WORK ITEM
What lines of the listing include the string "issued"? Show them all.

*** Begin section ***

PR #1525, opened 2024-01-26
Implement OAuth 2.0 Token Exchange

sjohnr:


oauth2-authorization-server/src/main/java/org/springframework/security/oauth2/server/authorization/authentication/OAuth2TokenExchangeAuthenticationProvider.java
```diff
@@ -0,0 +1,313 @@
...
+			throw new OAuth2AuthenticationException(OAuth2ErrorCodes.INVALID_GRANT);
+		}
+
+		Authentication subjectPrincipal = subjectAuthorization.getAttribute(Principal.class.getName());
+		if (subjectPrincipal == null) {
+			// As per https://datatracker.ietf.org/doc/html/rfc8693#section-1.1
+			// We require a principal to be available via the subject_token for
+			// impersonation or delegation use cases.
+			throw new OAuth2AuthenticationException(OAuth2ErrorCodes.INVALID_GRANT);
+		}
```
sjohnr, line 181: Based on "A.1: Impersonation Token Exchange Example", the `sub` of the issued `access_token` should be the same `sub` of the `subject_token`. The way the `JwtGenerator` currently works requires a`principal` for this, so this validation ensures we have a user principal.

This would mean that `client_credentials` is not a valid grant type for the `subject_token`, because there is no user principal for that grant type. Only tokens originally issued with `authorization_code` or `device_code` would be allowed.

I wonder if there are use cases for exchanging tokens issued with the `client_credentials` grant? If so, we would have to look up the associated `RegisteredClient` and construct some kind of `Authentication` to represent that original client's principal. Seems like something we would wait to implement?

oauth2-authorization-server/src/main/java/org/springframework/security/oauth2/server/authorization/authentication/OAuth2TokenExchangeAuthenticationProvider.java
```diff
@@ -0,0 +1,313 @@
...
+			}
+
+			OAuth2Authorization.Token<OAuth2Token> actorToken = actorAuthorization.getToken(
+					tokenExchangeAuthentication.getActorToken());
+			if (!actorToken.isActive()) {
+				// As per https://tools.ietf.org/html/rfc6749#section-5.2
+				// invalid_grant: The provided authorization grant (e.g., authorization code,
+				// resource owner credentials) or refresh token is invalid, expired, revoked [...].
+				throw new OAuth2AuthenticationException(OAuth2ErrorCodes.INVALID_GRANT);
+			}
```
sjohnr, line 203: We also look up an existing authorization by the `actor_token` (if provided). Same validation as above would apply.

oauth2-authorization-server/src/main/java/org/springframework/security/oauth2/server/authorization/authentication/OAuth2TokenExchangeAuthenticationProvider.java
```diff
@@ -0,0 +1,313 @@
...
+
+			actorPrincipal = actorAuthorization.getAttribute(Principal.class.getName());
+			if (actorPrincipal == null) {
+				// As per https://datatracker.ietf.org/doc/html/rfc8693#section-1.1
+				// We require a principal to be available via the actor_token for
+				// the delegation use case.
+				throw new OAuth2AuthenticationException(OAuth2ErrorCodes.INVALID_GRANT);
+			}
```
sjohnr, line 211: The actor would also require a user principal, and the same discussion as above applies.

Since the requesting client can authenticate using their own credentials, the `actor_token` would represent a separate identity from the client, correct? In other words, delegation in this context is one user delegating to another user, not a user delegating to a client (which is normal OAuth2).

oauth2-authorization-server/src/main/java/org/springframework/security/oauth2/server/authorization/authentication/OAuth2TokenExchangeAuthenticationProvider.java
```diff
@@ -0,0 +1,313 @@
...
+		}
+
+		if (this.logger.isTraceEnabled()) {
+			this.logger.trace("Validated token request parameters");
+		}
+
+		if (CollectionUtils.isEmpty(authorizedScopes)) {
+			// TODO: Validate that original authorizedScopes are also configured for this client?
+			authorizedScopes = new LinkedHashSet<>(subjectAuthorization.getAuthorizedScopes());
+		}
```
sjohnr, line 231: Scopes are optional in the request. In A.1 the scopes are automatically carried over from `subject_token` to issued `access_token`. Do we need to validate that the scopes are allowed by the requesting client to carry them over in this case?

*** End section ***

RESPONSE
sjohnr, line 181: Based on "A.1: Impersonation Token Exchange Example", the `sub` of the issued `access_token` should be the same `sub` of the `subject_token`. The way the `JwtGenerator` currently works requires a`principal` for this, so this validation ensures we have a user principal.
This would mean that `client_credentials` is not a valid grant type for the `subject_token`, because there is no user principal for that grant type. Only tokens originally issued with `authorization_code` or `device_code` would be allowed.
I wonder if there are use cases for exchanging tokens issued with the `client_credentials` grant? If so, we would have to look up the associated `RegisteredClient` and construct some kind of `Authentication` to represent that original client's principal. Seems like something we would wait to implement?
sjohnr, line 231: Scopes are optional in the request. In A.1 the scopes are automatically carried over from `subject_token` to issued `access_token`. Do we need to validate that the scopes are allowed by the requesting client to carry them over in this case?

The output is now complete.